Trump immediately follows up with what could be considered exculpatory language: “I know that everyone here will soon be marching over to the Capitol building to peacefully and patriotically make your voices heard.” But we’ve heard him do this many times over the years. If you’re on the jury, would you let him off the hook because, in course of an hour-long speech aimed at stirring up a frenzy, he used the word “peacefully” — once?

Later in his speech, he says, “We got to get rid of the weak congresspeople, the ones that aren’t any good, the Liz Cheneys of the world, we got to get rid of them. We got to get rid of them.” Again, maybe there’s just enough ambiguity here — that sentence is preceded by “a year from now, you’re going to start working on Congress.” That sounds like he could be referring to primary challenges. But Cheney and other Republicans who voted for impeachment are receiving death threats, The Daily Beast reports, and it’s hard to make the case that Trump’s words didn’t have more than a little something to do with it.

I think we also need to keep in mind that Trump took part in a rally at which his son Donald Trump Jr. and one of his lawyers, Rudy Giuliani, spoke even more recklessly than he did. Giuliani spoke of a “trial by combat,” which he ludicrously claimed later was a reference to “Game of Thrones.” Trump Jr., among other things, said:

It [the gathering on the National Mall] should be a message to all the Republicans who have not been willing to actually fight, the people who did nothing to stop the steal. This gathering should send a message to them: This isn’t their Republican Party anymore. This is Donald Trump’s Republican Party.

Again, Junior could, at least in theory, have been referring to primary challenges. But he was speaking to an angry mob, not a gathering of precinct captains. We have to look at what he had to know the effect of his words would be. There’s no reason we have to interpret what he said in a light most favorable to him.

In other words, it’s possible that Giuliani and Trump Jr. could be in legal jeopardy. And it’s also possible that a jury could use what they said to clarify the president’s own statements.

Would it be wise to prosecute Trump for incitement once he’s out of office? Probably not. This is a close enough call that there’s a good chance he’d be acquitted, which would make the case against him look like a politically motivated attack by his enemies. The best route, it seems, is to hope that the Senate convicts him by the necessary two-thirds vote followed by banning him from holding office in the future, which only requires a majority.

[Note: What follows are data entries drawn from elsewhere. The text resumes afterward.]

PR #3544, opened 2025-10-30
Add C++ Bindings

### LINKED ISSUE #3514: Procedures: C++ module bindings
Do the best recreation of the interface in #3444 in the as-yet-unreleased C++ module bindings library.

JasonAtClockwork:
# Description of Changes

This adds C++ server bindings (/crate/bindings-cpp) to allow writing C++ 20 modules.

- Emscripten WASM build system integration with CMake
- Macro-based code generation (SPACETIMEDB_TABLE, SPACETIMEDB_REDUCER, etc)
- All SpacetimeDB types supported (primitives, Timestamp, Identity, Uuid, etc)
- Product types via SPACETIMEDB_STRUCT
- Sum types via SPACETIMEDB_ENUM
- Constraints marked with FIELD* macros

None

2 - Doesn't heavily impact any other areas but is complex macro C++ structure to support a similar developer experience, did have a small impact on init command

# Testing

- [x] modules/module-test-cpp - heavily tested every reducer
- [x] modules/benchmarks-cpp - tested through the standalone (~6x faster than C#, ~6x slower than Rust)
- [x] modules/sdk-test-cpp
- [x] modules/sdk-test-procedure-cpp
- [x] modules/sdk-test-view-cpp  
- [x] Wrote several test modules myself
- [x] Quickstart smoketest [Currently in progress]
- [ ] Write Blackholio C++ server module


templates/basic-cpp/spacetimedb/CMakeLists.txt
```diff
@@ -0,0 +1,95 @@
...
+  add_subdirectory("${SPACETIMEDB_CPP_SDK_DIR}" "${CMAKE_BINARY_DIR}/_deps/spacetime_cpp_sdk-build")
+else()
+  include(FetchContent)
+
+  FetchContent_Declare(
+    spacetime_cpp_sdk
+    #URL "https://www.spacetimedb.com/cpp/spacetimedb-cpp-sdk-1.11.2.zip"
+    URL "https://www.rodentgames.com/spacetimedb/spacetimedb-cpp-sdk-1.11.2.zip"
+    DOWNLOAD_EXTRACT_TIMESTAMP TRUE
+    #URL_HASH SHA256=E10503F57AA3ADB10ADD82ECF2E0F3C1107B5C141FA5E157D174C30B71071434
```
JasonAtClockwork: Must be addressed before merging.

crates/bindings-cpp/QUICKSTART.md
```diff
@@ -0,0 +1,293 @@
...
+cd my-chat-module
+```
+
+This creates a project with the following structure:
+```
+my-chat-module/
+├── CMakeLists.txt
+├── spacetimedb/
+    └── lib.cpp
+└── .gitignore
```
rekhoff: For me, when I call the CLI to `init`, I am prompted to specify a `Project path`, which I can leave blank by hitting `Enter/Return`.
After which, the output structure is:
```suggestion
my-chat-module/spacetimedb/
├── CMakeLists.txt
├── src/
    └── lib.cpp
└── .gitignore
```
Additionally, the `my-chat-module` directory has several LLM helper docs output in it, but those are not important for the user to have listed here.

crates/bindings-cpp/QUICKSTART.md
```diff
@@ -0,0 +1,293 @@
...
+Start your local SpacetimeDB instance:
+
+```bash
+spacetime start
+```
+
+Publish your module:
+
+```bash
+spacetime publish . my-chat-db
```
rekhoff, line 190: What is the period (`.`) doing in the `publish` command?
For me, it returns an `error: unexpected argument 'my-chat-db' found`, I believe because it expects the `.` to be the name of the module I am publishing.
It works when I run:
```suggestion
spacetime publish my-chat-db
```

crates/bindings-cpp/tests/type-isolation-test/test_modules/test.o
rekhoff, line 1: Is this a left over artifact or something?
It's a binary file, which we don't usually want in the repo, and I couldn't find any references to it in the `type-isolation-test`. If it's not needed, let's remove it.

crates/codegen/src/cpp.rs
```diff
@@ -0,0 +1,564 @@
...
+            PrimitiveType::I16 => "int16_t",
+            PrimitiveType::U16 => "uint16_t",
+            PrimitiveType::I32 => "int32_t",
+            PrimitiveType::U32 => "uint32_t",
+            PrimitiveType::I64 => "int64_t",
+            PrimitiveType::U64 => "uint64_t",
+            PrimitiveType::I128 => "SpacetimeDb::I128",
+            PrimitiveType::U128 => "SpacetimeDb::U128",
+            PrimitiveType::I256 => "I256Placeholder", // TODO: proper 256-bit support
+            PrimitiveType::U256 => "U256Placeholder", // TODO: proper 256-bit support
```
rekhoff: Are these fully implemented? The tests appear to use `u256`, so I imagine these work, but this looks weird. If should make sure we have a test asserting codegen compiles using `i256`/`u256` if we don't already.

crates/bindings-cpp/include/spacetimedb/bsatn/algebraic_type.h.backup
```diff
@@ -0,0 +1,657 @@
...
+    // -------------------------------------------------------------------------
+    // Data Accessor Methods
+    // -------------------------------------------------------------------------
+    /**
+     * @brief Get the referenced type ID for a Ref type.
+     * @return The type ID this reference points to
+     * @throws std::runtime_error if this is not a Ref type
+     */
+    uint32_t as_ref() const {
+        if (!is_ref()) throw std::runtime_error("Type is not a Ref");
```
rekhoff: Is [algebraic_type.h.backup‎](https://github.com/clockworklabs/SpacetimeDB/pull/3544/changes#diff-58f92a45c71c266f0dc39d52185c970a44a346c87c5ed4a9f82beb79919d5106) intended to be removed? It contains several references to `throw std::runtime_error(...)`, so if it ever got included, it will cause a compiler failure in Emscripten since `crates/bindings-cpp/CMakeLists.txt` includes `-fno-exceptions`
Unless we have a reason to keep this backup header around, we should remove this.

crates/bindings-cpp/ARCHITECTURE.md
```diff
@@ -0,0 +1,644 @@
...
+### 1. Hybrid Compile-Time/Runtime System
+- **Compile-time validation**: C++20 concepts and static assertions catch constraint violations before compilation
+- **Runtime registration**: __preinit__ functions execute during WASM module load to register types and metadata
+- **Nominal type system**: Types identified by their declared names, not structural analysis
+- **Error detection**: Multi-layer validation system from compile-time through module publishing
+
+### 2. Outcome<T> - Rust-Like Error Handling
+The SDK provides `Outcome<T>`, a type-safe error handling mechanism matching Rust's `Result<T, E>` pattern:
+- **Outcome<void>** (type alias `ReducerResult`): Used by reducers, can return success (`Ok()`) or error (`Err(message)`)
+- **Outcome<T>**: Used by procedures and other operations, returns either a value or an error message
```
rekhoff: Do procedures return `Outcome<T>`?
Later in the same file (line 118), it says 
>Procedures return raw `T` (not `Outcome<T>`)

and in [procedures_macros.h at line 22](https://github.com/clockworklabs/SpacetimeDB/blob/562af3e19438cda348ba9370ab16ba4526c7fd01/crates/bindings-cpp/include/spacetimedb/procedure_macros.h#L22), it reads:
>The procedure macro wraps the return type in Outcome<T> automatically.

Then in [procedures_macros.h at line 41](https://github.com/clockworklabs/SpacetimeDB/blob/562af3e19438cda348ba9370ab16ba4526c7fd01/crates/bindings-cpp/include/spacetimedb/procedure_macros.h#L41), it reads:
>Return type directly (not wrapped in Outcome)

To me it looks like this returns a raw `T` in it's `return_type` but maybe I'm missing something. Either way, this is kinda confusing.

crates/bindings-cpp/QUICKSTART.md
```diff
@@ -0,0 +1,293 @@
...
+
+- **Structs** are just data types - they need `SPACETIMEDB_STRUCT` for serialization
+- **Tables** are database tables created with `SPACETIMEDB_TABLE` and store data persistently
+- The same struct can be used for multiple tables or just as a data type
+
+### Database Access Pattern
+
+SpacetimeDB C++ uses a unique accessor pattern:
+- `ctx.db[table_name]` - Access table for iteration and basic operations
+- `ctx.db[table_field]` - Access indexed fields for optimized operations
```
rekhoff: Minor nit here: Because this is different from the other languages, it's easy to miss. It might be nice to define that accessor `table_field` means a generated symbol named exactly `tableName_fieldName`. It'd defiantly implied, but it's easy to miss/overlook.

crates/bindings-cpp/tests/type-isolation-test/test_modules/test.o
JasonAtClockwork: This is an C++ object file and should not have been included, all cleaned up now

crates/codegen/src/cpp.rs
JasonAtClockwork: Fixed up, this was created before I got the types in place. Currently it generates the bare minimum for module definitions but in the future we can expand it if requested.

crates/bindings-cpp/include/spacetimedb/bsatn/algebraic_type.h.backup
JasonAtClockwork: Yes I missed this in the original copy from Arvikasoft thanks!

crates/bindings-cpp/ARCHITECTURE.md
JasonAtClockwork: I originally had mistakenly set up View + Procedure to use Outcome<> and had AI generate the documentation surrounding that. I *think* I've got it all cleaned up now in the markdowns and definitions.

crates/bindings-cpp/QUICKSTART.md
JasonAtClockwork: This is a good callout, I've updated the second line there and AI had a good suggestion to make it even more clear in the use just below.

crates/bindings-cpp/LICENSE
```diff
@@ -0,0 +1,731 @@
+SPACETIMEDB BUSINESS SOURCE LICENSE AGREEMENT
```
jdetter: I think this should be a symlink to the base license, as an example:
```
boppy@geralt:~/clockwork/SpacetimeDB$ ls -al crates/client-api/LICENSE
lrwxrwxrwx 1 boppy boppy 22 Jan 14 17:12 crates/client-api/LICENSE -> ../../licenses/BSL.txt
```

.github/workflows/ci.yml
```diff
@@ -171,12 +171,25 @@ jobs:
...
 
+      # Install cmake and emscripten for C++ module compilation tests.
+      - name: Install cmake and emscripten
+        run: |
+          apt-get update
+          apt-get install -y cmake
+          git clone https://github.com/emscripten-core/emsdk.git /opt/emsdk
+          cd /opt/emsdk
+          ./emsdk install latest
+          ./emsdk activate latest
```
jdetter: by cloning the repo we're just going to be testing against the latest master all the time - is that fine or should we pin to a known working version? I fear this test could start failing based on whatever is on `emsdk` master.

jdetter: This adds 29 seconds to the CI time - might be worth caching this step eventually. It depends on how fast Tyler gets the new smoktests running. Probably leave a TODO on this.

crates/bindings-cpp/ARCHITECTURE.md
```diff
@@ -0,0 +1,644 @@
...
+template<typename T> class Outcome<T>;
+```
+
+### Reducer Error Handling (ReducerResult / Outcome<void>)
+
+**Creating Results**:
+```cpp
+#include <spacetimedb.h>
+
+using namespace SpacetimeDb;
```
jdetter: it's probably too late to change this, but how much work would it be to make this `SpacetimeDB` instead of `SpacetimeDb`?

crates/bindings-cpp/ARCHITECTURE.md
```diff
@@ -0,0 +1,644 @@
...
+extern "C" __attribute__((export_name("__preinit__19_autoinc_register_47")))
+void __preinit__19_autoinc_register_47() {
+    SpacetimeDb::detail::get_autoinc_integrator<User>() = 
+        &SpacetimeDb::detail::autoinc_integrate_47;
+}
+```
+
+**Runtime Integration Process**:
+When `insert()` is called on a table with auto-increment fields:
+1. SDK serializes and sends the row to SpacetimeDB
```
jdetter:
```suggestion
1. The logic in the bindings serializes and sends the row to SpacetimeDB
```

jdetter: I would not override terminology here - we call the SDK the thing that clients use and the SDK that's used on the module side is just called the "bindings". Mainly I want to update this so the AI training doesn't get confused.

crates/bindings-cpp/ARCHITECTURE.md
```diff
@@ -0,0 +1,644 @@
+# SpacetimeDB C++ SDK Architecture
```
jdetter:
```suggestion
# SpacetimeDB C++ Bindings Architecture
```

From below:
I would not override terminology here - we call the SDK the thing that clients use and the SDK that's used on the module side is just called the "bindings". Mainly I want to update this so the AI training doesn't get confused.

jdetter: Could you update the references here from SDK => bindings?

crates/bindings-cpp/DEVELOP.md
```diff
@@ -0,0 +1,660 @@
...
+
+### Layer 1: SPACETIMEDB_STRUCT - Manual Field Enumeration
+
+```cpp
+struct User {
+    uint32_t id;
+    std::string name;
+    std::string email;
+};
+SPACETIMEDB_STRUCT(User, id, name, email)
```
jdetter, line 26: Are we allowed to forward declare here? Something like:
```cpp
struct User;

SPACETIMEDB_STRUCT(User, id, name, email)
struct User {
    uint32_t id;
    std::string name;
    std::string email;
};
```

Just so that it's closer to our other languages in terms of expressing how tables are setup.

crates/bindings-cpp/DEVELOP.md
```diff
@@ -0,0 +1,660 @@
...
+```
+
+**Why it must be runtime:** The module schema must be built dynamically when the WASM module loads, as we can't generate a complete module description at compile-time.
+
+### Layer 3: FIELD_ Macros - Constraint Registration
+
+```cpp
+FIELD_PrimaryKey(users, id);
+FIELD_Unique(users, email);
+FIELD_Index(users, name);
```
jdetter, line 75: I'm assuming people who know a lot more about C++ than I do have thought about this thoroughly, but I would ask: is there no better way to do this?

jdetter: ~~I know we're somewhat limited by the simplicity of C/C++ macros.~~

jdetter: ok it seems like we can do a lot more post-C++26, right?

crates/bindings-cpp/DEVELOP.md
```diff
@@ -0,0 +1,660 @@
...
+```
+
+**Illustrative C++26 approach** (exact syntax TBD in standardization):
+```cpp
+// Natural C++ attributes replace macros
+struct [[spacetimedb::table("users", public)]] User {
+    [[spacetimedb::primary_key]] uint32_t id;
+    [[spacetimedb::unique]] std::string email;
+    std::string name;
+};
```
jdetter, line 378: This is so so so much better than the macro syntax.

crates/bindings-cpp/QUICKSTART.md
```diff
@@ -0,0 +1,293 @@
...
+This guide will walk you through creating your first SpacetimeDB module in C++. We'll build a simple chat server to demonstrate the core concepts.
+
+## What is a SpacetimeDB Module?
+
+A SpacetimeDB module is C++ code that gets compiled to WebAssembly and runs inside the database. Instead of the traditional architecture (database → app server → clients), SpacetimeDB lets you write your entire backend logic that runs **inside** the database itself, giving you microsecond latency and automatic real-time sync to clients.
+
+Modules consist of two main components:
+
+- **Tables**: Database tables defined as C++ structs
+- **Reducers**: Functions that modify data and can be called by clients
```
jdetter, line 12: I would add views as well to this list

templates/basic-cpp/spacetimedb/src/lib.cpp
```diff
@@ -0,0 +1,49 @@
+#include "spacetimedb.h"
```
jdetter, line 1: Tested working - I needed to set this env to get it to compile though (see below). We should double-check that it will build post-merge or whenever we send this out.
```
export SPACETIMEDB_CPP_SDK_DIR=~/clockwork/SpacetimeDB/crates/bindings-cpp
```

crates/cli/src/subcommands/dev.rs
```diff
@@ -403,6 +403,7 @@ async fn generate_build_and_publish(
         crate::util::ModuleLanguage::Rust => &Language::Rust,
         crate::util::ModuleLanguage::Csharp => &Language::Csharp,
         crate::util::ModuleLanguage::Javascript => &Language::TypeScript,
+        crate::util::ModuleLanguage::Cpp => &Language::UnrealCpp,
```
jdetter: should we pick rust as the sane-default client for Cpp for now? We sort of expect a rust client for now no?

crates/cli/src/subcommands/init.rs
```diff
@@ -73,6 +75,7 @@ impl ServerLanguage {
             "rust" => Ok(Some(ServerLanguage::Rust)),
             "csharp" | "c#" => Ok(Some(ServerLanguage::Csharp)),
             "typescript" => Ok(Some(ServerLanguage::TypeScript)),
+            "cpp" | "c++" => Ok(Some(ServerLanguage::Cpp)),
```
jdetter: cxx as well maybe?

crates/cli/src/subcommands/init.rs
```diff
@@ -1749,3 +1790,50 @@ fn strip_mdc_frontmatter(content: &str) -> &str {
...
     content
 }
+
+/// Check if Emscripten and CMake tooling are available in PATH.
+///
+/// On Windows, looks for emcc.bat and cmake.exe.
+/// On Unix-like systems, looks for emcc and cmake.
+///
+/// Returns true if both tools are found, false otherwise with helpful warnings.
+fn check_for_emscripten() -> bool {
```
jdetter: `check_for_emscripten_and_cmake` maybe

crates/bindings-cpp/QUICKSTART.md
```diff
@@ -0,0 +1,293 @@
...
+}
+```
+
+### Step 5: Build Your Module
+
+Build the module using the provided CMake configuration:
+
+```bash
+emcmake cmake -B build .
+cmake --build build
```
jdetter: should we not just tell the user to `spacetime build` here?

crates/bindings-cpp/QUICKSTART.md
```diff
@@ -0,0 +1,293 @@
...
+    }
+    return Ok();
+}
+```
+
+## Troubleshooting
+
+**Build errors**: Ensure you have the latest Emscripten SDK and are using `emcmake cmake`
+
+**Module not found**: Check that SpacetimeDB is running with `spacetime server status`
```
jdetter: `spacetime server status` is not a command

crates/bindings-cpp/README.md
```diff
@@ -0,0 +1,285 @@
...
+- Full equivalence with Rust and C# SDK test modules
+- Examples of all constraint types and database operations
+
+## Contributing
+
+This library is part of the SpacetimeDB project. Please see the main repository for contribution guidelines.
+
+## License
+
+Apache License 2.0 - See LICENSE file in the root directory.
```
jdetter: What license is this referring to? Certainly the license for this crate is BSL right? Why does this say Apache2?

crates/bindings-cpp/REFERENCE.md
```diff
@@ -0,0 +1,1290 @@
+# SpacetimeDB C++ Module Reference
```
jdetter, line 1: does this become our API reference doc?

crates/bindings-cpp/QUICKSTART.md
```diff
@@ -0,0 +1,293 @@
+# SpacetimeDB C++ Module Quickstart
```
jdetter, line 1: This becomes our quickstart chat example in the docs, right?

crates/bindings-cpp/QUICKSTART.md
```diff
@@ -0,0 +1,293 @@
...
+
+- **Structs** are just data types - they need `SPACETIMEDB_STRUCT` for serialization
+- **Tables** are database tables created with `SPACETIMEDB_TABLE` and store data persistently
+- The same struct can be used for multiple tables or just as a data type
+
+### Database Access Pattern
+
+SpacetimeDB C++ uses a unique accessor pattern:
+- `ctx.db[table_name]` - Access table for iteration and basic operations
+- `ctx.db[table_field]` - Access indexed fields for optimized operations (generated symbol named `tableName_fieldName`)
```
jdetter: This seems a bit weird, shouldn't it be something like this instead:
```
ctx.db[table_name].table_field
```
What if 2 tables have the same indexed field name?

jdetter (commented):
Some comments/questions to get started here. There is a lot to review here so I'll do another pass later today.

The main thing I would bring up is that we are referring to this as the "C++ SDK" which I think we should rebrand to the "C++ bindings". My reason is that the other bindings libraries all refer to themselves as bindings, not an SDK. We typically use the nomenclature "SDK" to mean the client SDKs, not the module side bindings.

I fear that if we start referring to this as our C++ SDK this will both confuse users and confuse the LLM training especially if we add a C++ client SDK in the future. If you want feedback from the team on this it might be a good topic to bring up during standup.

Let me know when you're ready for another pass, I'm really excited that this seems like it's working so far and I'm excited for the future with C++26! 🙂

crates/bindings-cpp/ARCHITECTURE.md
JasonAtClockwork: I've gone through and fixed all locations to rework C++ SDK to C++ bindings locally and will commit that in a bit

crates/bindings-cpp/DEVELOP.md
JasonAtClockwork: The problem is compile-time reflection is basically non-existent until C++ 26. This model that Ludvig came up with after multiple attempts to support compile-time checks and compile-time definitions, otherwise we'd be heading towards builder territory which would be even farther from the other languages.

crates/bindings-cpp/DEVELOP.md
JasonAtClockwork: 100% agree, without trait/attributes C++ is the ugly step-child.

crates/bindings-cpp/LICENSE
JasonAtClockwork: Added the symlink for the LICENSE

.github/workflows/ci.yml
JasonAtClockwork: Great catch I meant to pin it to a conservative version and completely forgot. I've pinned it to a release in early Dec 2025 and will need to keep an eye on it for when we need to upgrade.

crates/bindings-cpp/ARCHITECTURE.md
JasonAtClockwork: Better to do it now! I've reworked the entire codebase and will be fixing up the docs shortly. Was only like two hours and and mostly just making sure tests were solid.

crates/bindings-cpp/QUICKSTART.md
JasonAtClockwork: That was an oversight, I've also added procedures

crates/bindings-cpp/DEVELOP.md
JasonAtClockwork: The macro expands out into code that needs access to the struct's members. That means we need the completel type definition and a forward declare won't be enough here. Sadly more ugly until C++ 26 is fully adopted...

templates/basic-cpp/spacetimedb/src/lib.cpp
JasonAtClockwork: This is odd, I was able to build with my Linux machine allowing it to download with FetchContent on the hosted version from my site. I'll do another pass tonight once I get all the other comments addressed.

crates/bindings-cpp/REFERENCE.md
JasonAtClockwork: I think I'll work on a new version that matches with how the others are laid out, this was a hold over from Arvikasoft's work that I've maintained for now to give us a starting point.

crates/bindings-cpp/QUICKSTART.md
JasonAtClockwork: Same as the REFERENCE I want to get this matching the rest of our docs and this file might go away so we only maintain one location for documentation.

crates/bindings-cpp/QUICKSTART.md
JasonAtClockwork: Ahh yeah this is still confusing, it is ctx.db[table_name_and_field_name] with how the accessors get generated. Maybe I change it to?
```
- `ctx.db[table]` - Access table for iteration and basic operations, eg. ctx.db[user]
- `ctx.db[table_field]` - Access indexed fields for optimized operations, eg. ctx.db[user_id]
```

crates/cli/src/subcommands/dev.rs
JasonAtClockwork: Changed, that's the right call I've also updated the template (basic-cpp) to use a Rust client

crates/cli/src/subcommands/init.rs
JasonAtClockwork: Yes great call, I've updated it

crates/cli/src/subcommands/init.rs
JasonAtClockwork: This was a miss when I combine the two methods into one simpler version, I've fixed it up

crates/bindings-cpp/QUICKSTART.md
JasonAtClockwork: 100% agree, I was waffling on this and I've cleaned it up except leaving one in the REFERENCE.md.

crates/bindings-cpp/QUICKSTART.md
JasonAtClockwork: Fixed

crates/bindings-cpp/README.md
JasonAtClockwork: This was a miss in my cleanup from Arvikasoft, I've removed it now

crates/bindings-cpp/QUICKSTART.md
JasonAtClockwork: I've made the change and going to leave this comment open as it might not be good enough yet

templates/basic-cpp/spacetimedb/src/lib.cpp
JasonAtClockwork: Okay confirmed building on my Linux box from a fresh pull without SPACETIMEDB_CPP_SDK_DIR set. It's possible I had not updated the hosted zip CMakeLists fetches causing errors on build.

crates/bindings-cpp/QUICKSTART.md
rekhoff: If the goal is to simply clarify how it currently works, my personal preference towards `camelCase`:
```
- `ctx.db[tableName]` - Access table for iteration and basic operations, eg. ctx.db[user]
- `ctx.db[tableName_fieldName]` - Access indexed fields for optimized operations, eg. ctx.db[user_id]
```
This is because it allows it to be clear that we are specifically referring to the name of a given table/field, while also not adding any additional special characters, like underscore, that is present in `snake_case`. The extra underscore get confusing when those are also used as the table to field delimiters.

crates/bindings-cpp/ARCHITECTURE.md
rekhoff: Found another one in the same doc:
Lines 51-52:
```cpp
// For procedures - return a value on success, error message on failure
template<typename T> class Outcome<T>;
```
Looks like this still references a return of `Outcome<T>`

JasonAtClockwork: Not sure if it's like pulling weeds, or playing whack-a-mole here! Thanks I've cleaned up this reference!

crates/bindings-cpp/QUICKSTART.md
JasonAtClockwork: Thanks for the feedback I like that and it's in!

rekhoff (approved):
Overall LGTM. I very much wish we could use C++26, but given our options, I think the current implementation makes sense. I've reviewed the documentation, skimmed the code, and done some simple local testing. I'd love more eyes on this from core team members, but am happy to sign off approval.

JasonAtClockwork:
Quick update - I didn't love the implementation for the iterator on filter() I had a mix of different uses and was going to move the read-write index to use the same pattern as the View/Multicolumn as the version from Arvikasoft was materializing the entire iterator into a vector.

I really hate the devex of that pattern though as you have to manually loop through the iterator so I've added a small wrapper to make this more clean to go from:
```cpp
for (auto iter = ctx.db[score_points].filter(range_from(300)); 
     iter != IndexIterator<Score>(); ++iter) {
    const auto& score = *iter;
}
```

To:
```cpp
for (const auto& score : ctx.db[score_points].filter(range_from(300)) {
}
```

crates/bindings-cpp/QUICKSTART.md
jdetter: Yeah this is fine with me for now - is this something we can fix with C++26?

crates/bindings-cpp/ARCHITECTURE.md
jdetter: Thank you!

jdetter:
@JasonAtClockwork I would take a look at this CI failure, I think it's unlikely that it's a flake because it seems pretty consistent. It might be something introduced by this PR:
image

jdetter (approved):
I've tested this at least with the basic quickstart doc and everything seems to be working. I also looked back and did another pass on the comments that I put down - let me know if you need me to take another look at anything.

I have not done a nit-pick review on the code here since there is quite a lot but I have skimmed it and haven't found anything too concerning. I think it would be better to do a UX review when we go through the follow-up docs PRs anyway. Please request my review when those are ready as well.

Thanks Jason, this is great 👍

crates/bindings-cpp/QUICKSTART.md
JasonAtClockwork: I'm not 100% certain to be honest, the proposal for reflection in C++ 26 doesn't have full code injection, it should help with metaprogramming but I need to play with it before I know if I can resolve this completely to make it more in the style of: ctx.db.user.id or ctx.db.user().id().

gefjon (approved):
I've only looked at the procedure-related stuff in here, but it looks great - much better than I expected, to be honest. Thanks for all your hard work on this!

crates/bindings-cpp/include/spacetimedb/view_context.h
```diff
@@ -0,0 +1,80 @@
...
+ *     for (const auto& item : ctx.db[item_owner].filter(ctx.sender)) {
+ *         my_items.push_back(item);
+ *     }
+ *     return Ok(my_items);
+ * }
+ * @endcode
+ */
+struct ViewContext {
+    // Caller's identity - who invoked this view
+    Identity sender;
```
joshua-spacetime, line 37: Note, `sender` will be a method call in 2.0.

joshua-spacetime (approved):
The view code looks correct. `sender` is a method in the 2.0 rust module api. But as I understand it, this is not meant to be 2.0 compliant. Also this does not include the query builder which will be added separately.

crates/bindings-cpp/include/spacetimedb/view_context.h
JasonAtClockwork: Yeah I've been following your work but as this was merging into master I held that off and will do a separate PR to catch up!

jdetter (approved):
I reviewed the changes to `tools/upgrade-version` and the new versioning change, everything looks good here - just a reminder to make sure everything is tested before merging 🙂 

Thanks Jason!

templates/basic-cpp/spacetimedb/CMakeLists.txt
JasonAtClockwork: This has been complete using GitHub with a new split repository `spacetimedb-bindings-cpp`

templates/basic-cpp/LICENSE
cloutiertyler, line 1: Should this be a symlink or now?

cloutiertyler (approved):
Approving my code owned files. Left one comment.

templates/basic-cpp/LICENSE
JasonAtClockwork: Yes yes it should that is a miss, added now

In any case, a possible incitement prosecution is likely to be the least of Trump’s concerns once the clock hits 12:01 p.m. on Wednesday. He faces financial ruin and endless legal problems, both civil and criminal. If he pardons himself, that will be challenged in court. If he prevails, he still faces trouble in a number states, which are not bound by a federal pardon.

But an incitement prosecution is an interesting thought exercise. It could well be that Trump went further than Clarence Brandenburg, sheets and all, in unleashing mob violence. That’s quite a distinction.